This article lists the official squads for the 2010 Women's Rugby World Cup in England.

Pool A

Wallaroos head coach John Manenti announced a 26-player squad on 14 July 2010, including the majority of Australia’s World Cup-winning Women’s Sevens team in his squad, five players who return for third WRWC (Ruan Sims, Cheryl Soon, Tui Ormsby, Debby Hodgkinson, Alex Hargreaves) and four rookies (Megan Shanahan, Caroline Vakalahi, Cheyenne Campbell and Shannon Parry).On 23 August Tui Ormsby was forced to withdraw from the tournament because of a fractured eye socket. Bayswater and Western Australia centre Stacey Kilmister was flown in as a replacement.

Black Ferns head coach Brian Evans announced the final squad on 29 June 2010, with Canterbury flanker Melissa Ruscoe named captain, newcomer Trish Hina (who has already represented New Zealand in rugby league) and Monalisa Codling participating in her fourth Women’s Rugby World Cup.A knee injury forced Canterbury utility back Amiria Rule out of Black Ferns. She was replaced by Auckland flyhalf Anna Richards, the most capped New Zealand women’s rugby player with 44 caps.

Head coach Denver Wannies confirmed nine players from South Africa’s previous IRB Women’s Rugby World Cup campaign and ten who took part in 2009 IRB Women’s Sevens World Cup in Dubai, while Mandisa Williams was named captain.Loose forward Nomathamsanqa Faleni was ruled out of the tournament with a serious shoulder injury during a training match in late July and replaced by Golden Lions flanker Pulane Motloung.

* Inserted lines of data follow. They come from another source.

PR #329, opened 2019-12-30
fix S_IFMT value on windows, plan9 and js/wasm

### LINKED ISSUE #291: Wrong value of S_IFMT mask when converting sftp filemode bits to os.FileMode
I encountered this issue when synchronizing a directory using rclone (with sftp) to a server running AIX. Rclone was sending a SSH_FXP_STAT request to test if a directory is, well, a directory.

The STAT request was giving the directory's status as 'not a directory' despite being one.
The problem was in the toFileMode function in attrs.go

```
input filemode bits are                  1 0100 0011 1111 1111‬
syscall.S_IFMT mask bits are             1 1111 0000 0000 0000
```

The different values tested are:

> 

```
 S_IFBLK                                 0 0110 0000 0000 0000
 S_IFCHR                                 0 0010 0000 0000 0000
 S_IFDIR                                 0 0100 0000 0000 0000
 S_IFIFO                                 0 0001 0000 0000 0000
 S_IFLNK                                 0 1010 0000 0000 0000
 S_IFREG                                 0 1000 0000 0000 0000
 S_IFSOCK                                0 1100 0000 0000 0000
```

As you can see, none of the values matchs the input, and the leftmost bit is not used by any value. 
The input would match S_IFDIR if the S_IFMT mask didn't test the leftmost bit.

I have searched the value of S_IFMT mask in other sftp implentations and in the ones I have found, they define S_IFMT as: 1111 0000 0000 0000

for example, the python implementation of stat:
https://github.com/python/cpython/blob/2.7/Lib/stat.py

Or this javascript implementation of sftp:
http://maverick-ng-javadocs.s3-website-eu-west-1.amazonaws.com/constant-values.html#com.sshtools.client.sftp.SftpFileAttributes.S_IFMT

eikenb:
Go defines S_IFMT on windows, plan9 and js/wasm as 0x1f000 instead of 0xf000. None of the the other S_IFxyz values include the "1" (in 0x1f000) which prevents them from matching the bitmask.

This fixes that by overriding the S_IFMT value on the effected platforms to be 0xf000, as it it on all the others.

Fixes #291

### DIFF
--- a/syscall_fixed.go
+++ b/syscall_fixed.go
@@ -1,0 +1,9 @@
+// +build plan9 windows js,wasm
+
+// Go defines S_IFMT on windows, plan9 and js/wasm as 0x1f000 instead of
+// 0xf000. None of the the other S_IFxyz values include the "1" (in 0x1f000)
+// which prevents them from matching the bitmask.
+
+package sftp
+
+const S_IFMT = 0xf000
--- a/attrs.go
+++ b/attrs.go
@@ -16,8 +16,8 @@ const (
 	sshFileXferAttrACmodTime   = 0x00000008
 	sshFileXferAttrExtented    = 0x80000000
 
-	sshFileXferAttrAll = sshFileXferAttrSize|sshFileXferAttrUIDGID|sshFileXferAttrPermissions|
-		sshFileXferAttrACmodTime|sshFileXferAttrExtented
+	sshFileXferAttrAll = sshFileXferAttrSize | sshFileXferAttrUIDGID | sshFileXferAttrPermissions |
+		sshFileXferAttrACmodTime | sshFileXferAttrExtented
 )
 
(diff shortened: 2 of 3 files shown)


syscall_fixed.go
```diff
@@ -0,0 +1,5 @@
+// +build plan9 windows
```
puellanivis: We probably also want this for `js,wasm`:

 https://github.com/golang/go/blob/master/src/syscall/syscall_js.go#L159

eikenb: done.

eikenb:
I added js/wasm, updated the commit message and added a comment to the _fixed version noting the reasoning.

eikenb:
Thanks.

I had to double check the build tags as well. First time I had a that logic combo.

PR #330, opened 2020-01-02
Issue 295 corrupt resumes

### LINKED ISSUE #295: sftp resume produces corrupted files
I'm writing an SFTP server using this great library, I have a problem with uploads resume.

In my app I'm using `sftp.NewRequestServer` but the problem is reproducible also with the simple sftp example here 

https://github.com/pkg/sftp/blob/master/examples/go-sftp-server/main.go

please try this:

```
sftp -P 2022 testuser@127.0.0.1
sftp> put <path to some large file>
```

interrupt the transfer using CTRL+C and then resume the upload

```
sftp> reput <path to some large file>
```
the uploaded file has the same size as the original one but a different checksum

get/reget works as expected.

thanks

eikenb:
Test case and fix for using sftp's append mode.

Fixes #295

### DIFF
--- a/server_integration_test.go
+++ b/server_integration_test.go
@@ -649,6 +649,53 @@ func TestServerPut(t *testing.T) {
 	}
 }
 
+func TestServerResume(t *testing.T) {
+	listenerGo, hostGo, portGo := testServer(t, GolangSFTP, READONLY)
+	defer listenerGo.Close()
+
+	tmpFileLocal := "/tmp/" + randName()
+	tmpFileRemote := "/tmp/" + randName()
+	defer os.RemoveAll(tmpFileLocal)
+	defer os.RemoveAll(tmpFileRemote)
+
+	t.Logf("put: local %v remote %v", tmpFileLocal, tmpFileRemote)
+
+	// create a local file with random contents to be pushed to the server
+	tmpFileLocalData := randData(2 * 1024 * 1024)
+	// only write half the data to simulate a split upload
+	half := 1024 * 1024
+	err := ioutil.WriteFile(tmpFileLocal, tmpFileLocalData[:half], 0644)
+	if err != nil {
+		t.Fatal(err)
+	}
+
+	// sftp the first half of the file to the server
+	output, err := runSftpClient(t, "put "+tmpFileLocal+" "+tmpFileRemote,
+		"/", hostGo, portGo)
+	if err != nil {
+		t.Fatalf("runSftpClient failed: %v, output\n%v\n", err, output)
+	}
+
+	// write the full file out
+	err = ioutil.WriteFile(tmpFileLocal, tmpFileLocalData, 0644)
+	if err != nil {
+		t.Fatal(err)
+	}
+	// re-sftp the full file with the append flag set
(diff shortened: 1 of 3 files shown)


server_integration_test.go
```diff
@@ -649,6 +649,53 @@ func TestServerPut(t *testing.T) {
 	}
 }
 
+func TestServerResume(t *testing.T) {
+	listenerGo, hostGo, portGo := testServer(t, GolangSFTP, READONLY)
+	defer listenerGo.Close()
+
+	tmpFileLocal := "/tmp/" + randName()
```
puellanivis: Any reason to not use https://golang.org/pkg/io/ioutil/#TempFile ?

server_integration_test.go
```diff
@@ -649,6 +649,53 @@ func TestServerPut(t *testing.T) {
...
+	output, err = runSftpClient(t, "put -a "+tmpFileLocal+" "+tmpFileRemote,
+		"/", hostGo, portGo)
+	if err != nil {
+		t.Fatalf("runSftpClient failed: %v, output\n%v\n", err, output)
+	}
+
+	// tmpFileRemote should now exist, with the same contents
+	if tmpFileRemoteData, err := ioutil.ReadFile(tmpFileRemote); err != nil {
+		t.Fatal(err)
+	} else if string(tmpFileLocalData) != string(tmpFileRemoteData) {
```
puellanivis: `bytes.Equal` might be shorter than casting both to string, just to do the compare?

server_integration_test.go
```diff
@@ -649,6 +649,53 @@ func TestServerPut(t *testing.T) {
...
+	}
+	// re-sftp the full file with the append flag set
+	output, err = runSftpClient(t, "put -a "+tmpFileLocal+" "+tmpFileRemote,
+		"/", hostGo, portGo)
+	if err != nil {
+		t.Fatalf("runSftpClient failed: %v, output\n%v\n", err, output)
+	}
+
+	// tmpFileRemote should now exist, with the same contents
+	if tmpFileRemoteData, err := ioutil.ReadFile(tmpFileRemote); err != nil {
```
puellanivis: While go does prefer use of preconditional initializations in `if` blocks, in this particular case, it’s recommended to avoid it, because it’s causing the much more ugly redundant codepath `else` use below.

server_integration_test.go
eikenb: This and all the below are due to my having cut-n-pasted the TestServerPut test to make this. Many other tests have these same issues and I'm not sure if correcting them in one place is better than leaving them as is for consistency.

I think I'll leave this commit as is (after adding the documentation updates I forgot) but make a quick pass fixing these sorts of things where I see them in a separate commit. Do you think that commit would be better included in this PR or out on its own?

eikenb:
@drakkan. You are 100% correct that the fix is to just remove the O_APPEND flag and nothing else. When using WriteAt() the current file offset is ignored, so that seek is pointless. It is entirely up to the client to send the correct offset.

I'll re-work this PR to reflect that.

Thanks for catching that.

server_integration_test.go
puellanivis: Sounds good to just clean them all up in one pass together.

PR #176, opened 2015-09-30
Unminified examples, fixes #170

### LINKED ISSUE #170: Unminified example code
It'd be awesome if the examples linked to from the `readme.md` were unminified so one could easily see how such examples were accomplished.

nkbt:
I extracted React from demos, so files are much much lighter and easier to debug

Minified react is copied before build/start from node_modules. So it is always up-to-date.


nkbt:
The only large demo is 6, since there are more large vendor modules used, I decided not to mess with them for now.

chenglou:
demo 6 is useless right now, it's fine

chenglou:
React is minified but https://github.com/nkbt/react-animation/blob/unminified-examples/demos/demo8/all.js#L756 isn't (I use the trick inside RM too)
This isn't a problem because I don't use it elsewhere, for now.

PR #181, opened 2015-10-02
Handle `undefined` and `null` in style objects

### LINKED ISSUE #180: Uncaught TypeError: Cannot read property 'config' of undefined
I am upgrading from 0.2.7 to 0.3.0 and I ran into an error:

> Uncaught TypeError: Cannot read property 'config' of undefined

This happens when I am using a `TransitionMotion` with a style object that has a key who's value is `undefined`, e.g.:

```js
{
  opacity: spring(0),
  extraText: undefined,
}
```

This is happening on https://github.com/chenglou/react-motion/blob/d478fe6ba1a5ba74ab364747f063e16fa8c3185f/src/updateTree.js#L38

I can side-step the issue by setting that value to something other than `undefined` or `null`, but it would be nice if I didn't have to. I believe this could be avoided by adding a couple of checks here and there, for example:

```js
if (!style[key].config) {
```

could be changed to

```js
if (!style[key] || !style[key].config) {
```

lencioni:
I am upgrading from 0.2.7 to 0.3.0 and I ran into an error:

> Uncaught TypeError: Cannot read property 'config' of undefined

This happens when I am using a `TransitionMotion` with a style object
that has a key who's value is `undefined`, e.g.:

  {
    opacity: spring(0),
    extraText: undefined,
  }

To make react-motion easier to work with, I have added guards in a
number of places.

Fixes #180.

### DIFF
--- a/test/stripStyle-test.js
+++ b/test/stripStyle-test.js
@@ -1,0 +1,7 @@
+import stripStyle from '../src/stripStyle';
+
+describe('stripStyle', () => {
+  it('should ignore `undefined`', () => {
+    expect(stripStyle({a: undefined})).toEqual({a: undefined});
+  });
+});
--- a/test/updateTree-test.js
+++ b/test/updateTree-test.js
@@ -1,7 +1,15 @@
-import {updateCurrentStyle, updateCurrentVelocity} from '../src/updateTree';
+import {interpolateValue, updateCurrentStyle, updateCurrentVelocity} from '../src/updateTree';
 import {spring} from '../src/react-motion';
 
 const FRAME_RATE = 1 / 60;
+
+describe('interpolateValue', () => {
+  it('should handle `undefined`', () => {
+    const nextStyle = {a: undefined};
+    const prevStyle = {a: undefined};
+    expect(interpolateValue(1, nextStyle, prevStyle)).toEqual({a: undefined});
+  });
+});
 
 describe('updateCurrentStyle', () => {
   it('should jump to style when there is no config', () => {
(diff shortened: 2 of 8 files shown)


chenglou:
These checks should be `x == null` to avoid catching 0

lencioni:
That's a fair point. I'll update my PR shortly.

test/stripStyle-test.js
```diff
@@ -0,0 +1,15 @@
+import stripStyle from '../src/stripStyle';
```
chenglou: Neat, though can you pull this out into another PR once I merge this one?

lencioni: Should I just include the test for ignoring `undefined` in this PR and put the other 2 tests in a new PR?

chenglou: That works too, yeah.

lencioni:
New version is ready to go. After you merge I'll submit a new PR for the additional tests.

test/updateTree-test.js
```diff
@@ -65,6 +81,14 @@ describe('updateCurrentVelocity', () => {
       .toEqual({a: 0, b: 20.4});
   });
 
+  it('should handle `undefined`', () => {
+    const currentStyle = {a: undefined};
+    const currentVelocity = {a: undefined};
+    const style = {a: undefined};
+    expect(updateCurrentVelocity(FRAME_RATE, currentStyle, currentVelocity, style))
+      .toEqual({a: 0});
```
chenglou: Humm, on second thought this should probably be `undefined`. My fault. Will reconsider this.

chenglou:
Cool, done.

test/updateTree-test.js
lencioni: Yeah, I found this to be a little unexpected. :)

lencioni:
My pleasure.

Wales head coach had initially named 23 players, leaving three spots open, but Alex Stokes has been withdrawn. Woodbridge second row and former wing Louise Rickard earned her call-up for her fourth World Cup, while Mel Berry was confirmed captain.Flanker Catrina Nicholas ruptured the anterior cruciate ligament in her right knee during the second half of the match against South Africa on 24 August. She was replaced by UWIC and Scarlets Number 8 Vici Owens.

Pool B

England head coach Gary Street announced the squad for Women's Rugby World Cup on 4 May 2010. Bristol No. 8 Catherine Spencer was named captain, while Saracens hooker Amy Garnett is the most experienced player with 86 caps and three rugby world cups behind her. Margaret Alphonsi, Charlotte Barras, Rachael Burford, Tamara Taylor, Amy Turner and Danielle Waterman will also feature in their second successive world cup campaigns. Lichfield’s Emily Scarratt is team's youngest member with 16 tries in 18 games.Richmond centre Claire Allan was replaced by Wasps wing Michaela Staniford because of a knee injury.

Ireland head coach Phillip Doyle announced the final squad on 12 July 2010, with UL Bohemians and Munster prop Fiona Coghlan named captain, the return of experienced back Lynne Cantwell after a spell in New Zealand and the emerging Nora Stapleton.Cooke and Ulster forward Lauren Day was forced to withdraw from the Ireland Women's World Cup squad through injury. Her place in the squad was taken by Laura Guest.Scrum-half Tania Rosser picked up a shoulder injury during the pool game against the United States. Blackrock and Leinster centre Grace Davitt was called up to the squad as a replacement.

Kazakh head coach Valeriy Popov called up 26 players including Almati flanker Olga Rudoy, the oldest player in 2010 World Cup and team captain.

Women Eagles head coach Katy Flores announced a roster of 26 players on 30 June 2010.

Pool C

Head coach John Long of Canada’s National Senior Women’s Team announced his 2010 World Cup roster on 15 July 2010. London Saracens prop Leslie Cripps captained the squad as she did for the past four years, while Gillian Florence made history as one of only two women in the world who have appeared in five World Cups.On 7 August 2010, lock Marie-Eve Brindamour-Carignan was recovered from a herniated disc and replaced by forward Ashley MacDonald.

France head coach Christian Galonnier announced the final squad on 12 July 2010.

A squad of 26 has been announced by head coach Gary Parker on 22 June 2010, including Scotland’s most capped rugby player Donna Kennedy (110 caps) and Suzi Newton, after a long-term injury.

Sweden head coach Jonas Ahl announced the final squad on 11 July 2010.